[BUG] NodeUnpublishVolume fail
What is your environment(Kubernetes version, Fluid version, etc.) Kubernetes v1.22.5 Fluid master
Describe the bug
csi-nodeplugin-fluid-xxx
I test fuse recovery and some corrupted mount points are generated.
When I delete application pod, I find that deletion consumes a long time.
Some unexpected logs were found:
nodeserver.go fails to cleanup corrupted mount point when invoke NodeUnpublishVolume.
For corrupted mount points, local variable 'notMount' is true, break unmount loop and then fail to invoke CleanupMountPoint. Maybe we should set 'notMount' to false in this case so that all corrupted mount points would be unmount.
func (ns *nodeServer) NodeUnpublishVolume(ctx context.Context, req *csi.NodeUnpublishVolumeRequest) (*csi.NodeUnpublishVolumeResponse, error) {
.....
mounter := mount.New("")
for {
notMount, err := mounter.IsLikelyNotMountPoint(targetPath)
.....
if err != nil {
if !mount.IsCorruptedMnt(err) {
// stat targetPath with unexpected error
glog.Errorf("NodeUnpublishVolume: stat targetPath %s with error: %v", targetPath, err)
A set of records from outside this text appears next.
PR #265, opened 2016-01-22
More renaming, closes #248

### LINKED ISSUE #248: Rebrand to commercetools
We should focus on the brand commercetools and remove all unnecessary mentions of SPHERE.IO

lauraluiz:
And I used the wrong branch :)


schleichardt:
@lauraluiz was it intentionally to delete the country stuff?

lauraluiz:
Yes, I always saw it and I thought "I'll remove it in the next PR to avoid polluting". Now I thought I was just pushing to master and I took advantage and removed it... but I wasn't :)

The reason is: we are not using those classes, we deal with countries differently.

PR #267, opened 2016-01-25
Optimization

lauraluiz:
Some optimizations:
- Allow to enable/disable CTP metrics
- Remove `color` attribute, since data is by default with only one color
- Clean up some code that might slightly affect performance


lauraluiz:
@schleichardt can you take a look?

schleichardt:
:+1:

PR #285, opened 2016-02-09
Fix and test copier to create also missing folders, fixes #281

### LINKED ISSUE #281: Fix sbt copy command for unmanaged resources

lauraluiz:


app/tasks/WebjarsFilesCopier.java
```diff
@@ -0,0 +1,56 @@
...
+        });
+    }
+
+    private static void copyFile(final File origFile, final Path destPath) {
+        LOGGER.debug(origFile + " => " + destPath);
+        try {
+            FileUtils.copyFileToDirectory(origFile, destPath.toFile());
+            LOGGER.info("Successfully created \"{}\"", destPath);
+        } catch (FileAlreadyExistsException e) {
+            LOGGER.error("File \"{}\" already exists, please delete it first if you want to replace it", destPath);
```
schleichardt: you could also pass the exception to the logger

lauraluiz: Thought about it, but the people that will use this don't care about the code details (the exception is not giving info of their interest) and it will hide the message, which I want it to be easy to spot to ready it. That's why I thought against it.

PR #304, opened 2016-02-18
Include default configuration in Heroku, closes #297

### LINKED ISSUE #297: Add default values to app.json for Heroku

lauraluiz:
Also re-structure the configuration so it looks nicer (@schleichardt I think I managed to make it nice)

### DIFF
--- a/app.json
+++ b/app.json
@@ -82,15 +82,15 @@
     },
 
     "COUNTRIES": {
-      "description": "OPTIONAL! LEAVE EMPTY IF YOU WANT THE APPLICATION TO USE THE COUNTRIES DEFINED IN YOUR PROJECT. If you want to replace them, enter the countries as ISO country codes (e.g. DE) separated by commas. Default country first.",
+      "description": "OPTIONAL! LEAVE EMPTY IF YOU WANT THE APPLICATION TO USE THE COUNTRIES DEFINED IN YOUR COMMERCETOOLS PROJECT. If you want to replace them, enter the countries as ISO country codes (e.g. DE) separated by commas. Default country first.",
       "required": false
     },
     "CURRENCIES": {
-      "description": "OPTIONAL! LEAVE EMPTY IF YOU WANT THE APPLICATION TO USE THE CURRENCIES DEFINED IN YOUR PROJECT. If you want to replace them, enter the currencies as ISO currency codes (e.g. EUR) separated by commas. Default currency first.",
+      "description": "OPTIONAL! LEAVE EMPTY IF YOU WANT THE APPLICATION TO USE THE CURRENCIES DEFINED IN YOUR COMMERCETOOLS PROJECT. If you want to replace them, enter the currencies as ISO currency codes (e.g. EUR) separated by commas. Default currency first.",
       "required": false
     },
     "LANGUAGES": {
-      "description": "OPTIONAL! LEAVE EMPTY IF YOU WANT THE APPLICATION TO USE THE LANGUAGES DEFINED IN YOUR PROJECT. If you want to replace them, enter the languages as language tags (e.g. en-UK) separated by commas. Default language first.",
+      "description": "OPTIONAL! LEAVE EMPTY IF YOU WANT THE APPLICATION TO USE THE LANGUAGES DEFINED IN YOUR COMMERCETOOLS PROJECT. If you want to replace them, enter the languages as language tags (e.g. en-UK) separated by commas. Default language first.",
       "required": false
     },
 
--- a/app.json
+++ b/app.json
@@ -82,21 +82,21 @@
     },
 
     "COUNTRIES": {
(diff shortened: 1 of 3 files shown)


conf/application.conf
```diff
@@ -1,49 +1,124 @@
...
+
+# PRODUCTS
 # ~~~~~
-# The secret key is used to secure cryptographics functions.
-# If you deploy your application to several instances be sure to use the same key!
-play.crypto.secret="changeme"
-play.crypto.secret=${?APPLICATION_SECRET}
 
-# Injection configuration
+# Product attribute list that is displayed for a specific product variant (this does not allow to select different
```
schleichardt: how about `Product attribute field name list` to make clear what the value is?

conf/application.conf
```diff
@@ -1,49 +1,124 @@
...
+# product variants, please check soft/hard selectable attributes for that purpose). Enter a list of the attribute keys.
+productData.displayedAttributes = ["colorFreeDefinition", "size", "designer"]
+productData.displayedAttributes = ${?DISPLAYED_ATTRIBUTES}
+
+# Product attribute list that allows to select a clearly different variant of your product, which requires to load the
+# new product information associated with it (e.g. color). Enter a list of the attribute keys.
+productData.hardSelectableAttributes = ["color"]
+productData.hardSelectableAttributes = ${?HARD_SELECTABLE_ATTRIBUTES}
+
+# Product attribute list that allows to select a specific variant, but does not require to change the displayed product
```
schleichardt: I don't like the term change here since it could sound like updating a product, how about `reload the displayed product for the selected variant`?

conf/application.conf
```diff
@@ -1,49 +1,124 @@
...
+  {"message":"form.personTitles.dr", "value":"dr"}
+]
+
+checkout.customerServiceNumber = "+49 899982996-0"
+
+
+# LOCALIZATION
+# ~~~~~
+
+# LEAVE COMMENTED IF YOU WANT THE APPLICATION TO USE THE COUNTRIES DEFINED IN YOUR PROJECT!
```
schleichardt: I think project is to generic, how about
`LEAVE COMMENTED IF YOU WANT THE APPLICATION TO USE THE COUNTRIES DEFINED IN YOUR COMMERCETOOLS PROJECT!`?

conf/application.conf
lauraluiz: You are not displaying the product attribute field name, but the product attribute (which consists of name and value). You have to enter the product attribute keys in this configuration, but that's explained later.

conf/application.conf
lauraluiz: You think too much from a backend perspective :P
But I'll put reload, as I mention "load" in the hard-attributes, so it would fit.

conf/application.conf
```diff
@@ -1,49 +1,124 @@
 # This is the main configuration file for the application.
```
schleichardt: could you also link https://github.com/typesafehub/config in the top, so that people new to this configuration mechanism can look up the syntax and features?

lauraluiz: Done

schleichardt:
I like the application.conf and its documentation.

conf/application.conf
lauraluiz: Yep. I have also added it to app.json (Heroku)

conf/application.conf
schleichardt: sorry, but the attribute element has no key, it is called 'name'

lauraluiz: Then I will simply replace `key` by `name`

lauraluiz: So I changed it to `name`, which is the official name we use everywhere. Maybe to avoid confusion with `label` I may add some clarification if I see somebody has trouble with it, but now I'm going to see how it goes like this.
I don't want to use `attribute field name` because to me it sounds too much like `custom field name` and I think it has the same chances to confuse than to help.

app.json
```diff
@@ -16,47 +16,20 @@
...
 
     "HARD_SELECTABLE_ATTRIBUTES": {
-      "description": "Product attribute list that allows to select a clearly different variant of your product, which requires to load the new product information associated with it (e.g. color). Enter the attribute keys separated by commas.",
+      "description": "List here those product attributes that enable selecting a different product variant. In particular, those attributes that require re-loading the page to display the selected variant, e.g. if you select a different color you may like to show different pictures, description, etc. Enter the attribute names separated by commas.",
       "required" : false
     },
 
     "SOFT_SELECTABLE_ATTRIBUTES": {
-      "description": "Product attribute list that allows to select a specific variant, but does not require to change the displayed product information (e.g. size). Enter the attribute keys separated by commas.",
+      "description": "List here those product attributes that enable selecting a different product variant. In particular, those attributes that DO NOT require re-loading the page to display the selected variant, e.g. size. Enter the attribute names separated by commas.",
```
lauraluiz: One more try @stmeissner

return nil, status.Errorf(codes.Internal, "NodeUnpublishVolume: stat targetPath %s: %v", targetPath, err)
} else {
// targetPath is corrupted
glog.V(3).Infof("NodeUnpublishVolume: detected corrupted mountpoint on path %s with error %v", targetPath, err)
}
}
if notMount {
glog.V(3).Infof("NodeUnpublishVolume: umount %s success", targetPath)
break
}
...
err = mounter.Unmount(targetPath)
...
}
...
err = mount.CleanupMountPoint(targetPath, mounter, false)
...
}
What you expect to happen: All corrupted mount points should be unpublished successfully
How to reproduce it
Additional Information
Hi @maimuderizi, which Fluid version are u using in your cluster? From the log screenshot, I guess that is a Fluid v0.9.X version? There's some bugs in Fluid v0.9.X for FUSE Recovery feature, and they are fixed in Fluid v1.0.0.